» **SOURCE INFORMATION**:
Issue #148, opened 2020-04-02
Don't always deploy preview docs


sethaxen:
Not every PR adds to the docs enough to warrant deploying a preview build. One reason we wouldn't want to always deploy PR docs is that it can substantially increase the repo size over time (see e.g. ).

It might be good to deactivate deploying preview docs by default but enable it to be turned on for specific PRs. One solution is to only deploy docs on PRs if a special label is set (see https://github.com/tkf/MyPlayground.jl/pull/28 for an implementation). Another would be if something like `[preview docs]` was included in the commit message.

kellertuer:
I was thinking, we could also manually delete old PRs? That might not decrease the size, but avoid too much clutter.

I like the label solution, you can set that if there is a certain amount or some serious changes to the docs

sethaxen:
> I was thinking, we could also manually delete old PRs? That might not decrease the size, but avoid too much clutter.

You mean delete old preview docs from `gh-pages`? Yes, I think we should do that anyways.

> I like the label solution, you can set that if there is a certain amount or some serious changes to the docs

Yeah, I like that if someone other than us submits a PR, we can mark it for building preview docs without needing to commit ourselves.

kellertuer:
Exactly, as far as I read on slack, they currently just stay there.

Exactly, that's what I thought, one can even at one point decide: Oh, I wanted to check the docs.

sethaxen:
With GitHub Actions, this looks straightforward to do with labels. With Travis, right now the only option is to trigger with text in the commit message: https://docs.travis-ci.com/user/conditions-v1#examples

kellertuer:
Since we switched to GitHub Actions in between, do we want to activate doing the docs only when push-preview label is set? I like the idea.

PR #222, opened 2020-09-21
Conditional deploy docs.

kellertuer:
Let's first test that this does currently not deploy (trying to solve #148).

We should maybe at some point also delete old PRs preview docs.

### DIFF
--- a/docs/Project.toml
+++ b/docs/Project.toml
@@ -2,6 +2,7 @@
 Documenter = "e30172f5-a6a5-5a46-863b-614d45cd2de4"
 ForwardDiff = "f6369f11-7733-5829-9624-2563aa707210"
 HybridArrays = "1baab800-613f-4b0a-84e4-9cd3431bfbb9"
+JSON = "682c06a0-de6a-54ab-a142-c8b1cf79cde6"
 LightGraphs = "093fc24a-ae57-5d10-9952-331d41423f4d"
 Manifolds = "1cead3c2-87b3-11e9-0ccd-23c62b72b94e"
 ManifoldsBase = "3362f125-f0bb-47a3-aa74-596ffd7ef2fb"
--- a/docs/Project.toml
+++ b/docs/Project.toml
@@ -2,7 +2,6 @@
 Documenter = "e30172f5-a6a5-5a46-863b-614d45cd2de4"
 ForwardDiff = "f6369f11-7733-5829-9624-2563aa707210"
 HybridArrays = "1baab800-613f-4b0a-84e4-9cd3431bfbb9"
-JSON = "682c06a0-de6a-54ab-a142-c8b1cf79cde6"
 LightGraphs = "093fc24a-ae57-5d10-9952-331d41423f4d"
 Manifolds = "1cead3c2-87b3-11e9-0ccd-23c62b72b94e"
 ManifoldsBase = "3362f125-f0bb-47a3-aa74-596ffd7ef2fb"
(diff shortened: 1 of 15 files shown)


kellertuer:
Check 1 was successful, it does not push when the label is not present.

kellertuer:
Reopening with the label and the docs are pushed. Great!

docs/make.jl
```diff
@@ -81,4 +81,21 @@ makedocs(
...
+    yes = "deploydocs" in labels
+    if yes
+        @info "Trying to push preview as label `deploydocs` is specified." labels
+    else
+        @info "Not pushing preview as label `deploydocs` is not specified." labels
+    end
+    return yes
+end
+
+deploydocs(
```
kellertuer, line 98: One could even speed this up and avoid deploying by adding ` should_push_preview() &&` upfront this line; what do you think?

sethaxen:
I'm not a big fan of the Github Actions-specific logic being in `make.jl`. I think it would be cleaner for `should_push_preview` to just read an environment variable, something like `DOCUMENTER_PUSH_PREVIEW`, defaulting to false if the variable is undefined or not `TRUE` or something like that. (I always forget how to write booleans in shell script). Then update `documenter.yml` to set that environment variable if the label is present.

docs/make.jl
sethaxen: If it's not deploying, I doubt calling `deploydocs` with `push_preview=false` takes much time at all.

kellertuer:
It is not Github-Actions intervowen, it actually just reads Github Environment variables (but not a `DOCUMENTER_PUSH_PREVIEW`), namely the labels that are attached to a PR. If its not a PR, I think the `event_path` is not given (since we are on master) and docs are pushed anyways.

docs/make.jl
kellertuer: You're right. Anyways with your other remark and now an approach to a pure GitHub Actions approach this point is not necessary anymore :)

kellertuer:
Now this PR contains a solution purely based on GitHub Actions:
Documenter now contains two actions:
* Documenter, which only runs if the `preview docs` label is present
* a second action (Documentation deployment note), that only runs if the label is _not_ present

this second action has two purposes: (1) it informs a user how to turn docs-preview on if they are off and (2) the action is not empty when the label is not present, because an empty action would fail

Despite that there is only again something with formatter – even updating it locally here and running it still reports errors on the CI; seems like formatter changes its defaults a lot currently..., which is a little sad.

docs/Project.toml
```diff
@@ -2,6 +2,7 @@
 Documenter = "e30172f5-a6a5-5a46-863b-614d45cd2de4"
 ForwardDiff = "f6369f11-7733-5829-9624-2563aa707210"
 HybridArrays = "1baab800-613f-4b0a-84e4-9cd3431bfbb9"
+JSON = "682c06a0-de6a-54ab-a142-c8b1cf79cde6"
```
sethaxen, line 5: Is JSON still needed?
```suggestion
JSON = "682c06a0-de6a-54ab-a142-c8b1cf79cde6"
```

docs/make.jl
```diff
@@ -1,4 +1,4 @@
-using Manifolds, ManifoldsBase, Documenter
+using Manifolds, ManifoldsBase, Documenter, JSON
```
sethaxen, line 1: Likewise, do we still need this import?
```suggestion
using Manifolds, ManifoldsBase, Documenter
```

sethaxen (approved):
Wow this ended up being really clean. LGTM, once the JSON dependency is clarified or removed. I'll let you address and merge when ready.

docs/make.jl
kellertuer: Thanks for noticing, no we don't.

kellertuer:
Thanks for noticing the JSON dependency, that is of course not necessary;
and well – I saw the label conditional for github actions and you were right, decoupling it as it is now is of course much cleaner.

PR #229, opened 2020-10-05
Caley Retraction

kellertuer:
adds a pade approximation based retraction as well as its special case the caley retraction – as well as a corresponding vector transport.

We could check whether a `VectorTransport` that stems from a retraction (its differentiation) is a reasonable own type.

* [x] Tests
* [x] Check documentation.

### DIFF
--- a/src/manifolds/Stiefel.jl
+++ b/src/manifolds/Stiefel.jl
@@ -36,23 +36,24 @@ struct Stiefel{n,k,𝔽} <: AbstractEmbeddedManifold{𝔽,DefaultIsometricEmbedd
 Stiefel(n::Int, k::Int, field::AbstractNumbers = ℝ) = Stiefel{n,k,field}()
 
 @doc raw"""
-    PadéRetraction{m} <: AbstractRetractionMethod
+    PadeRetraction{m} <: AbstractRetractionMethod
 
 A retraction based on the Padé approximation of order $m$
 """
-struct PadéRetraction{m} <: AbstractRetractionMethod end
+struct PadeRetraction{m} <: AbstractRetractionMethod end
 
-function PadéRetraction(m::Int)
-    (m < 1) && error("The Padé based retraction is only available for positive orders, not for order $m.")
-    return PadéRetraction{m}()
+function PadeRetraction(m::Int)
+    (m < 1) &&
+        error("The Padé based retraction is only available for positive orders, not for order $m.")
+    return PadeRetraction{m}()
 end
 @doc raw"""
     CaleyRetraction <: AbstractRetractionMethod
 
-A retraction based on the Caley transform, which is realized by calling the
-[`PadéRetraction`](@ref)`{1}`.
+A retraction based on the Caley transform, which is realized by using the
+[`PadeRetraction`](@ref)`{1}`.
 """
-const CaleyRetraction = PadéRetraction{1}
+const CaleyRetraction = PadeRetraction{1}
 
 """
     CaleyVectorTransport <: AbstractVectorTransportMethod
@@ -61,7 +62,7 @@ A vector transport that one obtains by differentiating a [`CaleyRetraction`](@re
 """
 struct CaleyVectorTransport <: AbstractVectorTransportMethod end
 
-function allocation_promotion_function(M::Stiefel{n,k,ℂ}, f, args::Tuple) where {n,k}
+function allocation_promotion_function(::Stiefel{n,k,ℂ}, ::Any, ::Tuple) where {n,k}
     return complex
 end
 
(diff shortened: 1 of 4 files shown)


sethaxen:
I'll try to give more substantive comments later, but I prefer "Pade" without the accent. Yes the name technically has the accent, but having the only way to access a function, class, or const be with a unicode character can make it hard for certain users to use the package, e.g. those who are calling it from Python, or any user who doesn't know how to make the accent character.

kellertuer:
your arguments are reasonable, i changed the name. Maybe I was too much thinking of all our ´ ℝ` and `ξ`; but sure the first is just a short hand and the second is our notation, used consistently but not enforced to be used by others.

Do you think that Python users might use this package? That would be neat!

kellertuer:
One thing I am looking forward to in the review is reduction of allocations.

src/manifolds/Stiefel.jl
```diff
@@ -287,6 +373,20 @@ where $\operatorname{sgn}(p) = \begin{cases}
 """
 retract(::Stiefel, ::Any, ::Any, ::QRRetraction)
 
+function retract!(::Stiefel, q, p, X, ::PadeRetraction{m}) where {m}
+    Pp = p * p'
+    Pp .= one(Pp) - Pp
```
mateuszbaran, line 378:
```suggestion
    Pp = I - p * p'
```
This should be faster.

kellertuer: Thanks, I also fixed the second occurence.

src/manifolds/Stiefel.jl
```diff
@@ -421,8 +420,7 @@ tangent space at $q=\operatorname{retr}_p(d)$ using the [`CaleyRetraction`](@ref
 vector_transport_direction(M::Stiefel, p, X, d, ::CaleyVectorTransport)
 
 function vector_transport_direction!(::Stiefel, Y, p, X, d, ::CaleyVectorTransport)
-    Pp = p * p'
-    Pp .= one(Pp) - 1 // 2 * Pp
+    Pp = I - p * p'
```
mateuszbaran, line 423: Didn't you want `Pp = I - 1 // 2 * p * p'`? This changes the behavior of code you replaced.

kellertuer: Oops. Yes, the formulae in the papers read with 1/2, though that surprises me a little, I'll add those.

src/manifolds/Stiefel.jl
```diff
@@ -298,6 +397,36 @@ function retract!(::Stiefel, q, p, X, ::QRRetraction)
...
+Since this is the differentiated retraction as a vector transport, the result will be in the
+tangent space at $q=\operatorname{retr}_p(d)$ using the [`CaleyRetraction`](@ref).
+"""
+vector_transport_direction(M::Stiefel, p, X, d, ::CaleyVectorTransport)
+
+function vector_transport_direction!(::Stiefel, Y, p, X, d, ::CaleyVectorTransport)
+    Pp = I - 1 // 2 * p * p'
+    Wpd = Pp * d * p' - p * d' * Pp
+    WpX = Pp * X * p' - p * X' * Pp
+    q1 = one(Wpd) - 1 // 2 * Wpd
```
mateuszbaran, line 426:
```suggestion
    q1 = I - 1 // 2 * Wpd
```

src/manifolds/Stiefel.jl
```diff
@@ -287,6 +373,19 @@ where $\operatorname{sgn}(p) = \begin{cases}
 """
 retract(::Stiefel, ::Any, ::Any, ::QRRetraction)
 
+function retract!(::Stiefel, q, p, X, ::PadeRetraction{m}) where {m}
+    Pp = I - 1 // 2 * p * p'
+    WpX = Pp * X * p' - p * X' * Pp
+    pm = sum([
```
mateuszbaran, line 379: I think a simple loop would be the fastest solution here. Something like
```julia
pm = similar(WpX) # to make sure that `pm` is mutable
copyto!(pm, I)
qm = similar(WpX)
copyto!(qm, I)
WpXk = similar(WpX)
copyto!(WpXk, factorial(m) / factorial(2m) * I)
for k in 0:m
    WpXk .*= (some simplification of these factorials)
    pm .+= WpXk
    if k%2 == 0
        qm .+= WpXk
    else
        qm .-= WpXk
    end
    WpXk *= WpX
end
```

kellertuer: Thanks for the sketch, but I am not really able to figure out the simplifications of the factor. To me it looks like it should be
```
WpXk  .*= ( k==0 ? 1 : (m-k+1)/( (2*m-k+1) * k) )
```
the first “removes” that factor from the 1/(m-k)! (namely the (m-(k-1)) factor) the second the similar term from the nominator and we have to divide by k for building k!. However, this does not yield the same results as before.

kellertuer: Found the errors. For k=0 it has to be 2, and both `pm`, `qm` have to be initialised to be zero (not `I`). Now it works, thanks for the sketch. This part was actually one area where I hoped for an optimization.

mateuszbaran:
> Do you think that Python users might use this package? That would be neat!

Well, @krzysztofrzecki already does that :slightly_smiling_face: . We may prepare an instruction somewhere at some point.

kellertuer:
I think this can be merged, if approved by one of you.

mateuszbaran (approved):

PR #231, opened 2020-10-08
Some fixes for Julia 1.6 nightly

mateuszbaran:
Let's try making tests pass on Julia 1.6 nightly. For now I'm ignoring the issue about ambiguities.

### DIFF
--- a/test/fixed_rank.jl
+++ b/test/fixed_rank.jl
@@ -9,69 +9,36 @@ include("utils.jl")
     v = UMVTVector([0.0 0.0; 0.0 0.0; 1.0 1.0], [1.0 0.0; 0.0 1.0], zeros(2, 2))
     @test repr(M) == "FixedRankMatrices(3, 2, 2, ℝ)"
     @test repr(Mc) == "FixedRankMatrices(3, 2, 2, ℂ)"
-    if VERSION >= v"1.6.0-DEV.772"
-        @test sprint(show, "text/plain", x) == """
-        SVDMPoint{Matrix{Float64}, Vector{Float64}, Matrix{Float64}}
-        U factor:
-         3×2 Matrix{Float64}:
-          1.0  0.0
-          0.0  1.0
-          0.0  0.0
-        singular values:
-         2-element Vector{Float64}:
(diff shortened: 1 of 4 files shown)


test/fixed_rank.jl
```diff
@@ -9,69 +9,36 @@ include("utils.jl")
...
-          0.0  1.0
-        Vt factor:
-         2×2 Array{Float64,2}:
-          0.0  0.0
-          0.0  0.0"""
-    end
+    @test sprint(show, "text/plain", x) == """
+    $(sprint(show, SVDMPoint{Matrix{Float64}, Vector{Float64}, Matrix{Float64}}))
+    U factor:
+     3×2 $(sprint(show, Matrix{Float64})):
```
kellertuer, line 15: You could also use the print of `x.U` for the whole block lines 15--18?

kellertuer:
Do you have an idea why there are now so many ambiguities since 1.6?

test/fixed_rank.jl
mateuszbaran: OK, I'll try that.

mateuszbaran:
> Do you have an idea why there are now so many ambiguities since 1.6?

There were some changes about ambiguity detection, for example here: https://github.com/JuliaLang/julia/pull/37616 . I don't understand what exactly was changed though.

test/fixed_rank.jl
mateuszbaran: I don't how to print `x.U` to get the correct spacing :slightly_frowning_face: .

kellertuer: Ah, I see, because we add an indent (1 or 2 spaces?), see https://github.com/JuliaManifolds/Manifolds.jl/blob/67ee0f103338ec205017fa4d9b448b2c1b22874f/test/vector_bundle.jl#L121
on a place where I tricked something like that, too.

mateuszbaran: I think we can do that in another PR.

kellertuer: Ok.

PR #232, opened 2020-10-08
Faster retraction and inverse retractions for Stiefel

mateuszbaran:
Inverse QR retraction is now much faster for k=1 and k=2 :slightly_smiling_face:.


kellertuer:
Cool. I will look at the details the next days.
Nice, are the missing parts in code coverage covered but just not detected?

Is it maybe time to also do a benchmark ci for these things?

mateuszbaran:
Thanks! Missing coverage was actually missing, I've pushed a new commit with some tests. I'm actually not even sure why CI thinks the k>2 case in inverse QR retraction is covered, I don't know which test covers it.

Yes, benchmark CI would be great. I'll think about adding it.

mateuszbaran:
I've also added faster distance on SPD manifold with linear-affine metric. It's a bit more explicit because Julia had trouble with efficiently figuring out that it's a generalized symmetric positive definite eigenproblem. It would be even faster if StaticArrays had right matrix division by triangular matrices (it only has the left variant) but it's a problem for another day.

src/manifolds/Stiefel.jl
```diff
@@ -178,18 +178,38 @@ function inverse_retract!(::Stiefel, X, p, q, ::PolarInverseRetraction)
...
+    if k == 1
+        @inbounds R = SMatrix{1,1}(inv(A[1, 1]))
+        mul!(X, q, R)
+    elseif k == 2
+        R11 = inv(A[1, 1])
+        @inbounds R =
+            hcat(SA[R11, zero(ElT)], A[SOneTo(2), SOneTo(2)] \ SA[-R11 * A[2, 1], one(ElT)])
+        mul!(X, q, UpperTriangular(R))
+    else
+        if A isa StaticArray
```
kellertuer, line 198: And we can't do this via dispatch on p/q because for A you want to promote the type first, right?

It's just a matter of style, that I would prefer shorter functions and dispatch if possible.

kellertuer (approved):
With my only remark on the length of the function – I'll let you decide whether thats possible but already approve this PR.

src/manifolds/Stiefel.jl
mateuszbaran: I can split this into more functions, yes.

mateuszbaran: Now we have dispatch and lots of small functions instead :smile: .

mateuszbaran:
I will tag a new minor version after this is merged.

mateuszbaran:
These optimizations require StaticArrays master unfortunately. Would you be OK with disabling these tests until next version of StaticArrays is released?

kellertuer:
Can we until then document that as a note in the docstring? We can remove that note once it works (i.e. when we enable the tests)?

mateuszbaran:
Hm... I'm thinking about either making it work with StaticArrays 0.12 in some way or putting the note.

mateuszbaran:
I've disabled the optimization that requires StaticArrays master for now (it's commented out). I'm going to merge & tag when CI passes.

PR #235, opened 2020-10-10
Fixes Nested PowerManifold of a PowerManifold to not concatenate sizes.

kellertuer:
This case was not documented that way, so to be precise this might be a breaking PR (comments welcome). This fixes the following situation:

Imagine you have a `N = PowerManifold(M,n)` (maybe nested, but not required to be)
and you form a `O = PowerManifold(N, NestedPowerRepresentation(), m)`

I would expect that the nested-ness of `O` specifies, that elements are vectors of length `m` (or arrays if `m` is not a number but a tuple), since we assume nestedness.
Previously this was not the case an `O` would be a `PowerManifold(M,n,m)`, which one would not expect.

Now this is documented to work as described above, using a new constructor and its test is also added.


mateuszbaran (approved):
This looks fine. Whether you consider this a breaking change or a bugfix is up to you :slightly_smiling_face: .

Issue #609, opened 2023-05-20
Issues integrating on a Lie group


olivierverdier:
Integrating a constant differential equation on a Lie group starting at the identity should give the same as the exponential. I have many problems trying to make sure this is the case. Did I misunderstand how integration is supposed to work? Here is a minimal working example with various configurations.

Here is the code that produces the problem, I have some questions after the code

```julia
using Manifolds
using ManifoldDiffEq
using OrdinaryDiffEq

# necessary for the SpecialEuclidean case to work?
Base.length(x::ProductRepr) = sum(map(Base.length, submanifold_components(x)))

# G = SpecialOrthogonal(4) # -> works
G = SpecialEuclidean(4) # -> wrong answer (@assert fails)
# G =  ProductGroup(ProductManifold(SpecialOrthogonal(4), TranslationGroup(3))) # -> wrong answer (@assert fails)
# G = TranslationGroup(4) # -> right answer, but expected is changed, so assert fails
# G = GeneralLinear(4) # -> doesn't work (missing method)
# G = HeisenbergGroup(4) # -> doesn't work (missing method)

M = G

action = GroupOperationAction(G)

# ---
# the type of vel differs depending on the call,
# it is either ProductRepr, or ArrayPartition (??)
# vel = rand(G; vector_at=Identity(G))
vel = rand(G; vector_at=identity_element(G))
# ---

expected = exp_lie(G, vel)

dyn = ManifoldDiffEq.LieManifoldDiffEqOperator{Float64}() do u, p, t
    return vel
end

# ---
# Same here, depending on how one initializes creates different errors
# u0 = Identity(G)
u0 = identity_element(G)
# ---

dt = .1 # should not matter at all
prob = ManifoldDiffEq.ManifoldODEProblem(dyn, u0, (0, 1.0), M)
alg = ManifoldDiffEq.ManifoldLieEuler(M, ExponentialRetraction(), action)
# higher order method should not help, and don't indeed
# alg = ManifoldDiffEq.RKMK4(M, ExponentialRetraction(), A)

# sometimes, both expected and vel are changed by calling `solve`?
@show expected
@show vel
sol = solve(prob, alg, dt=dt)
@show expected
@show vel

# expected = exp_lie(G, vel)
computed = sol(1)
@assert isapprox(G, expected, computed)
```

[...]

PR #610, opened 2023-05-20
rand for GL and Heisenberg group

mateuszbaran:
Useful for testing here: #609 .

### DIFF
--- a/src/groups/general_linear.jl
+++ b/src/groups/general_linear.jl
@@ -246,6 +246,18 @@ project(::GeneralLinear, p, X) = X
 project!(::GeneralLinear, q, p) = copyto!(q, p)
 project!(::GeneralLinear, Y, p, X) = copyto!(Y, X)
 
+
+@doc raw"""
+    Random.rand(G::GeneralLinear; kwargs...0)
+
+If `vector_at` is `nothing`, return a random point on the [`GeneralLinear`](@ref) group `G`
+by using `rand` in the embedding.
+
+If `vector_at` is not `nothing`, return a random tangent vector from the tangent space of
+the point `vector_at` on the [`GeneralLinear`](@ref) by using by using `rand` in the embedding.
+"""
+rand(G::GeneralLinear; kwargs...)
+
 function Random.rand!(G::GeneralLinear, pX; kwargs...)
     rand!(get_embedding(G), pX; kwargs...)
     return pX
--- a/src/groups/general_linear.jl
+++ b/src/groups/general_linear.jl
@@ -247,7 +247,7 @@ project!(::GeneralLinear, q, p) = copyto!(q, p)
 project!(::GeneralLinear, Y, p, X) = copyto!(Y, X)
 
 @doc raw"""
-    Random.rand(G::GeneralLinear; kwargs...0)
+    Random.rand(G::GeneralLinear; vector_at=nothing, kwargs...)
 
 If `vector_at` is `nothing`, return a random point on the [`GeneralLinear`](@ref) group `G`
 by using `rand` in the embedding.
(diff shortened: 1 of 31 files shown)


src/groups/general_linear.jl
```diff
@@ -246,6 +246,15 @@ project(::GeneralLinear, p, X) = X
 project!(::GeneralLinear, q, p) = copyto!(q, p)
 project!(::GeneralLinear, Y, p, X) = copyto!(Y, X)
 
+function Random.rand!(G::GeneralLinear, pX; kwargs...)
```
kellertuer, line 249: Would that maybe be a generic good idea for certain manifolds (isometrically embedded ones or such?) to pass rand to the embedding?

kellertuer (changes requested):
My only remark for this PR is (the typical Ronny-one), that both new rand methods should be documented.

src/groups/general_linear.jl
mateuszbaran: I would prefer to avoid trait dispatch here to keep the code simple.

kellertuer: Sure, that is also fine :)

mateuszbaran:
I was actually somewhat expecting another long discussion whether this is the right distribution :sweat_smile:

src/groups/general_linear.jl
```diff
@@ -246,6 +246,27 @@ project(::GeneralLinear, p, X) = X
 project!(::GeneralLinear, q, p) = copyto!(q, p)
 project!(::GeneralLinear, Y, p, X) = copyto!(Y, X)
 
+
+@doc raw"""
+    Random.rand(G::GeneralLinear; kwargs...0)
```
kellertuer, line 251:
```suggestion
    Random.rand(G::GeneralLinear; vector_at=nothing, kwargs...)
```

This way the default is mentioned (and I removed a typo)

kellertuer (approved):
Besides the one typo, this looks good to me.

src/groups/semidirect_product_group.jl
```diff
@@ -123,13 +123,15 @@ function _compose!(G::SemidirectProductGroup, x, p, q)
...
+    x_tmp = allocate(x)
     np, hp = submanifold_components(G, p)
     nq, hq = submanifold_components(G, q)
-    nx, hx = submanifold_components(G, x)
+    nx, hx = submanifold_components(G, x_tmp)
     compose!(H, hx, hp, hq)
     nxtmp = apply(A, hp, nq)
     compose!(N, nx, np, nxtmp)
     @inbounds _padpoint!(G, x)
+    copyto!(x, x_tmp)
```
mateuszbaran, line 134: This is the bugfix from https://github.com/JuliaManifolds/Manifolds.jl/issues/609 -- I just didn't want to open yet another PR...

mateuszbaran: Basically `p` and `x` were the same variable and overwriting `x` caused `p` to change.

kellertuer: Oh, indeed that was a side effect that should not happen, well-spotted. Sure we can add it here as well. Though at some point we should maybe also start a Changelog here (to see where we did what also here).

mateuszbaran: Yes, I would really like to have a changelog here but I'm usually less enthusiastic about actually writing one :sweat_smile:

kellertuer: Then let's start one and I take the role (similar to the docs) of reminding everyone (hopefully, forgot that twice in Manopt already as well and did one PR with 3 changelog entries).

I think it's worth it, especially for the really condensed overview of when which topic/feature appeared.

» **PROMPT**: Extract every line above containing the word "based".

» **RESULT OF THE TASK**:
Now this PR contains a solution purely based on GitHub Actions:
adds a pade approximation based retraction as well as its special case the caley retraction – as well as a corresponding vector transport.
 A retraction based on the Padé approximation of order $m$
-    (m < 1) && error("The Padé based retraction is only available for positive orders, not for order $m.")
+        error("The Padé based retraction is only available for positive orders, not for order $m.")
-A retraction based on the Caley transform, which is realized by calling the
+A retraction based on the Caley transform, which is realized by using the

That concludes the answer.